LISTED RECORDS
==========
PR #1524, opened 2019-02-01
Suspended power_state is "suspended"

AllenBW:
fixes https://bugzilla.redhat.com/show_bug.cgi?id=1670373

### look now its all fixed n stuff, you can start a service that is of an unknown or suspended power state
screen shot 2019-02-01 at 8 29 38 am

### DIFF
--- a/client/app/services/poweroperations.service.js
+++ b/client/app/services/poweroperations.service.js
@@ -92,7 +92,7 @@ export function PowerOperationsFactory (CollectionsApi, EventNotifications, spri
   }
 
   function powerOperationSuspendState (item) {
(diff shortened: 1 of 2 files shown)


himdel:
This changed in https://github.com/ManageIQ/manageiq-ui-service/pull/430,

```diff
-      return item.power_state === "off" && item.power_status === "suspend_complete";
+      return getPowerState(item) === 'off';
```

and I'm not seeing any `suspended` in manageiq core.


Are you sure the state is really consistently `suspended` for all the providers, or should we check `power_status` as well?

PR #1526, opened 2019-02-11
[GAPRINDASHVILI] NavigationController - regenerate menu when language changed

himdel:
This is *technically* a backport of https://github.com/ManageIQ/manageiq-ui-service/pull/1375,
except most of the PR had nothing to do with the bug.

---

When the language changes, we need to call `Navigation.init` again, to popule the menu items with the newly translated values.

This would happen on login, but not after reloading the page.
(Because Navigation.init is first called before the language gets set.)

https://bugzilla.redhat.com/show_bug.cgi?id=1501098
https://bugzilla.redhat.com/show_bug.cgi?id=1672324


simaishi:
We're no longer building gaprindashvili, so closing this PR.

PR #1530, opened 2019-03-20
Speed up service_dialog initialization

KarinaTiurina:
This speeds up dialog initialization with a big number of dynamic fields. 

**How it works:**

1. Gets empty dialog with only static fields initialized (API PR: https://github.com/ManageIQ/manageiq-api/pull/567)
2. Creates hash `dynamicFieldsSummary` with the following keys: 
  `allDynamicFieldsToInit ` - all dynamic fields that should be initialized
  `allFieldResponders` - all dependent fields

3. Sends api requests for each dynamic field in `allDynamicFieldsToInit` apart from dependent fields
4. Updates `dynamicFieldsSummary`: removes all initialized fields from `allDynamicFieldsToInit` and updates dependent fields
5. Repeats 3-4 until `allFieldResponders` is empty (`initDialogFields` is a recursive function)

- - - - - - - 

It works with multiple dialogs and tabs and allows to set fields in any order

### DIFF
--- a/client/app/states/catalogs/details/details.state.js
+++ b/client/app/states/catalogs/details/details.state.js
@@ -75,7 +75,6 @@ function Controller ($stateParams, CollectionsApi, EventNotifications, ShoppingC
       const DIALOGS_RESPONSE = 0
       dialogs = data[DIALOGS_RESPONSE]
       vm.serviceTemplate = data[SERVICE_TEMPLATE_RESPONSE]
-      vm.serviceTemplate.long_description = parseDescription(vm.serviceTemplate)
       setDialogUrl()
 
       if (dialogs.subcount > 0) {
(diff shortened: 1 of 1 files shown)


himdel:
Cc @eclarizio I guess you'll want to take a look :) (also https://github.com/ManageIQ/manageiq-api/pull/567)

himdel:
Added `pending core`, since this depends on the API PR.

@eclarizio Aah, I missed that, yes, a similar change would have to happen in ui-classic as well, and maybe we could refactor the edges a bit, to make it possible to share more of the loading logic between the repos.

@KarinaTiurina is that something you'd be interested in doing?

martinpovolny:
still waiting for https://github.com/ManageIQ/manageiq-api/pull/567

himdel:
This is already achievable by setting any individual dynamic field's "Load values on init" to false.

Unless anybody is willing to take on the work, tentatively closing.

PR #1531, opened 2019-04-03
Fix centos image filename

himdel:
have a service with an associated *centos* vm,
open the service in My Services,
click on the VM detail,
an icon is missing in the leftmost card.

The file was named `os-centos.svg`, but `vm.os_image_name` says `linux_centos`, so we need `os-linux_centos.svg`

Fixes https://bugzilla.redhat.com/show_bug.cgi?id=1687059

---

Before:

before

After:

now


himdel:
Reproducing in rails console:

find a centos vm: `vm = Vm.all.find { |v| v.os_image_name == 'linux_centos' }`
find a service: `s = Service.first`
associate: `s.add_resource(vm); s.save!`

Open `/services/#{s.id}/resource=#{vm.id}`

PR #1542, opened 2019-04-30
VM custom button dialog - use the VM instead of the parent service

himdel:
Triggering a VM-based custom button on a Service's VM Resource causes the right dialog to appear..

But the inital data assumes the associated resource is the service, not the VM.
Subsequent field refresh requests and submit already use the VM, but the initial load was missed in https://github.com/ManageIQ/manageiq-ui-service/pull/1022.

Fixes https://bugzilla.redhat.com/show_bug.cgi?id=1687061

### DIFF
--- a/client/app/states/services/custom_button_details/custom_button_details.state.spec.js
+++ b/client/app/states/services/custom_button_details/custom_button_details.state.spec.js
@@ -1,7 +1,10 @@
 /* global $state, $controller, CollectionsApi, Notifications, DialogFieldRefresh */
 /* eslint-disable no-unused-expressions */
 describe('State: services.custom_button_details', () => {
-  let dialog, dialogData, dialogFields, button
+  const dialogId = 213
+  const serviceId = 123
+
+  let dialog, dialogData, dialogFields, button, dialogResponse
 
   beforeEach(() => {
     module('app.states')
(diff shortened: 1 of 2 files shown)


himdel:
Have a Custom Button for VMs, associated with a service, which uses the VM to populate dropdown options (see the bz for exact steps).

Go to My Services
find a service with at least 1 VM associated
open the service detail (/services/4)
open the vm detail (/services/4/resource=2)
toolbar kebab custom button (goes to /services/4/custom_button_details)

does get /api/service_dialogs/110?expand=resources&attributes=content&resource_action_id=6572&target_id=4&target_type=service
dropdown says Script Error

after this, it does
get /api/service_dialogs/110?expand=resources&attributes=content&resource_action_id=6572&target_id=2&target_type=vm

h-kataria:
@eclarizio do you have a setup to review/test this?

himdel:
Thanks @eclarizio, working on a spec now...

As for the environment, yeah, it's not exactly trivial, this should help:

So, steps to reproduce - setup:

```
Automation > Automate > Explorer
choose a class
tab Methods
toolbar Configuration > Add a new Method
type inline
name bz1687061
data:
  @vm = $evm.root['vm']
  dialog_hash = {}
  dialog_hash[@vm.id] = @vm.name
  $evm.object['default_value'] = dialog_hash.first[0]
  $evm.object['values'] = dialog_hash
save

tab Instances
toolbar Configuration > Add a new Instance
name bz1687061
runcheck value: bz1687061

Automation > Automate > Customization
accordion Service Dialogs
toolbar Congfiguration > Add a new Dialog
name bz1687061
add a *Dropdown*, edit
  Field Information
    Dynamic Yes
  Options
    Entry Point: .../bz1687061
  save
save

accordion Buttons
create/choose a button group under "VM and Instance"
toolbar Configuration > Add a new Button
text bz1687061
dialog bz1687061
save

Have a service which is associated with a least 1 VM/Instance:
  (in rails console)
  s = Service.first
  v = Vm.first
  s.add_resource(v)
  s.save!
```

Then,

```
In ui-service:

My Services
open the service detail (/services/4/resource=2)
toolbar kebab custom button bz1687061 (goes to /services/4/custom_button_details)

does get /api/service_dialogs/110?expand=resources&attributes=content&resource_action_id=6572&target_id=4&target_type=service
dropdown says Script Error
```

himdel:
Tests should be ready :)

client/app/states/services/custom_button_details/custom_button_details.state.spec.js
```diff
@@ -159,48 +161,84 @@ describe('State: services.custom_button_details', () => {
...
-      const dialogResponse = {content: [dialog], id: 213}
-      const apiQueries = sinon.stub(CollectionsApi, 'get')
-      apiQueries.onFirstCall().returns(Promise.resolve(dialogResponse))
-      apiQueries.onSecondCall().returns(Promise.resolve({}))
+    const dialogResponse = {
+      content: [dialog],
+      id: 213
+    }
+
+    it('sends target_type=vm service dialog query on init', (done) => {
```
eclarizio: I think we're still missing the spec for when the `vmId` doesn't exist, right? There are still cases where the service dialogs endpoint is going to request with the `target_type` of `'service'` and the `target_id` with that service's id.

I guess maybe this spec didn't exist before, but I think it needs to be added now that we have these two different calls happening.

himdel: Good catch :+1:. The tests should probably be reorganized a bit to be more symmetrical, and looks like we have some SUI test inconsistencies (3 tests randomly in jest not karma), can't use object spread there, etc.

But for now, I just added a similar test for init *without* `vmId` :).

simaishi:
Hammer backport details:

```
$ git log -1
commit 5fe64d26c33c6e1af15b6194fd54cd2b268f4096
Author: Harpreet Kataria <hkataria@redhat.com>
Date:   Fri May 3 11:24:30 2019 -0400

    Merge pull request #1542 from himdel/bz1687061-custombutton
    
    VM custom button dialog - use the VM instead of the parent service
    
    (cherry picked from commit 61c583c5a7cf63d86a6c30166f029559e060e8f1)
    
    Fixes https://bugzilla.redhat.com/show_bug.cgi?id=1722817
```

PR #1546, opened 2019-05-31
Drop unused ui-select dependency

himdel:
this used to be needed for the dialog-user component,
but was later replaced by pf-select and later miq-select.

Unused since https://github.com/ManageIQ/ui-components/pull/249

(The dependency is also being removed from the other repos in https://github.com/ManageIQ/ui-components/pull/390 and https://github.com/ManageIQ/manageiq-ui-classic/pull/5607.)

### DIFF
--- a/client/app.js
+++ b/client/app.js
@@ -38,7 +38,6 @@ require('bootstrap-datepicker')
 require('angular-bootstrap-switch')
 require('angular-ui-sortable')
 require('bootstrap-combobox')
-require('ui-select')
 require('@manageiq/ui-components/dist/js/ui-components')
 
 // Libraries: angular-patternfly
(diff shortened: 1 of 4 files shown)


himdel:
(travis is red because we need to release the ui-components change first, and maybe explicitly bump the version)

AllenBW:
@himdel can we get a lockfile update with this pr?

himdel:
OK, merge https://github.com/ManageIQ/manageiq-ui-service/pull/1557 please and I'll update the lockfile after that? :)

himdel:
Never mind, there's no conflict, updated :).

himdel:
No problem, thanks :)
==========
WHAT NEEDS TO BE DONE
After locating the line with "PR #1542, opened 2019-04-30" in the material above, return it and each line after it exactly, ending at the line with "after this, it does".

ANSWER SPACE
PR #1542, opened 2019-04-30
VM custom button dialog - use the VM instead of the parent service

himdel:
Triggering a VM-based custom button on a Service's VM Resource causes the right dialog to appear..

But the inital data assumes the associated resource is the service, not the VM.
Subsequent field refresh requests and submit already use the VM, but the initial load was missed in https://github.com/ManageIQ/manageiq-ui-service/pull/1022.

Fixes https://bugzilla.redhat.com/show_bug.cgi?id=1687061

### DIFF
--- a/client/app/states/services/custom_button_details/custom_button_details.state.spec.js
+++ b/client/app/states/services/custom_button_details/custom_button_details.state.spec.js
@@ -1,7 +1,10 @@
 /* global $state, $controller, CollectionsApi, Notifications, DialogFieldRefresh */
 /* eslint-disable no-unused-expressions */
 describe('State: services.custom_button_details', () => {
-  let dialog, dialogData, dialogFields, button
+  const dialogId = 213
+  const serviceId = 123
+
+  let dialog, dialogData, dialogFields, button, dialogResponse
 
   beforeEach(() => {
     module('app.states')
(diff shortened: 1 of 2 files shown)


himdel:
Have a Custom Button for VMs, associated with a service, which uses the VM to populate dropdown options (see the bz for exact steps).

Go to My Services
find a service with at least 1 VM associated
open the service detail (/services/4)
open the vm detail (/services/4/resource=2)
toolbar kebab custom button (goes to /services/4/custom_button_details)

does get /api/service_dialogs/110?expand=resources&attributes=content&resource_action_id=6572&target_id=4&target_type=service
dropdown says Script Error

after this, it does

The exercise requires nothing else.